[Collected data entries]
---+---

PR #1014, opened 2023-09-11
Add current lims to psy3

rodrigomha:
Currently is not working. I think is related to having an abstract type in the limiter field of the `DynamicInverter` struct.

### DIFF
--- a/src/PowerSystems.jl
+++ b/src/PowerSystems.jl
@@ -195,6 +195,11 @@ export VoltageModeControl
 export CurrentModeControl
 export RECurrentControlB
 
+# InverterLimiters Export
+export MagnitudeCurrentLimiter
+export InstantaneousCurrentLimiter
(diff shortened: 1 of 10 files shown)


src/PowerSystems.jl
```diff
@@ -195,6 +195,11 @@ export VoltageModeControl
 export CurrentModeControl
 export RECurrentControlB
 
+# InverterLimiters Export
+export MagnitudeCurrentLimiter
```
jd-lara, line 199: We missing the circle one?

rodrigomha: Magnitude is circle, Instantaneous is Square, based on this paper: https://ieeexplore.ieee.org/stamp/stamp.jsp?arnumber=9973369

We can change the name to circular, and square

jd-lara (approved):

PR #1027, opened 2023-11-17
Add DEGOV

m-bossart:
Adds DEGOV governor for purpose of including delays in PSID.


m-bossart:
@jd-lara I think the last test will pass when the new version of PowerNetworkMatrices.jl is registered?

jd-lara (approved):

---+---

Word for word, copy out all the data given above.

PR #1014, opened 2023-09-11
Add current lims to psy3

rodrigomha:
Currently is not working. I think is related to having an abstract type in the limiter field of the `DynamicInverter` struct.

### DIFF
--- a/src/PowerSystems.jl
+++ b/src/PowerSystems.jl
@@ -195,6 +195,11 @@ export VoltageModeControl
 export CurrentModeControl
 export RECurrentControlB
 
+# InverterLimiters Export
+export MagnitudeCurrentLimiter
+export InstantaneousCurrentLimiter
(diff shortened: 1 of 10 files shown)


src/PowerSystems.jl
```diff
@@ -195,6 +195,11 @@ export VoltageModeControl
 export CurrentModeControl
 export RECurrentControlB
 
+# InverterLimiters Export
+export MagnitudeCurrentLimiter
```
jd-lara, line 199: We missing the circle one?

rodrigomha: Magnitude is circle, Instantaneous is Square, based on this paper: https://ieeexplore.ieee.org/stamp/stamp.jsp?arnumber=9973369

We can change the name to circular, and square

jd-lara (approved):

PR #1027, opened 2023-11-17
Add DEGOV

m-bossart:
Adds DEGOV governor for purpose of including delays in PSID.


m-bossart:
@jd-lara I think the last test will pass when the new version of PowerNetworkMatrices.jl is registered?

jd-lara (approved):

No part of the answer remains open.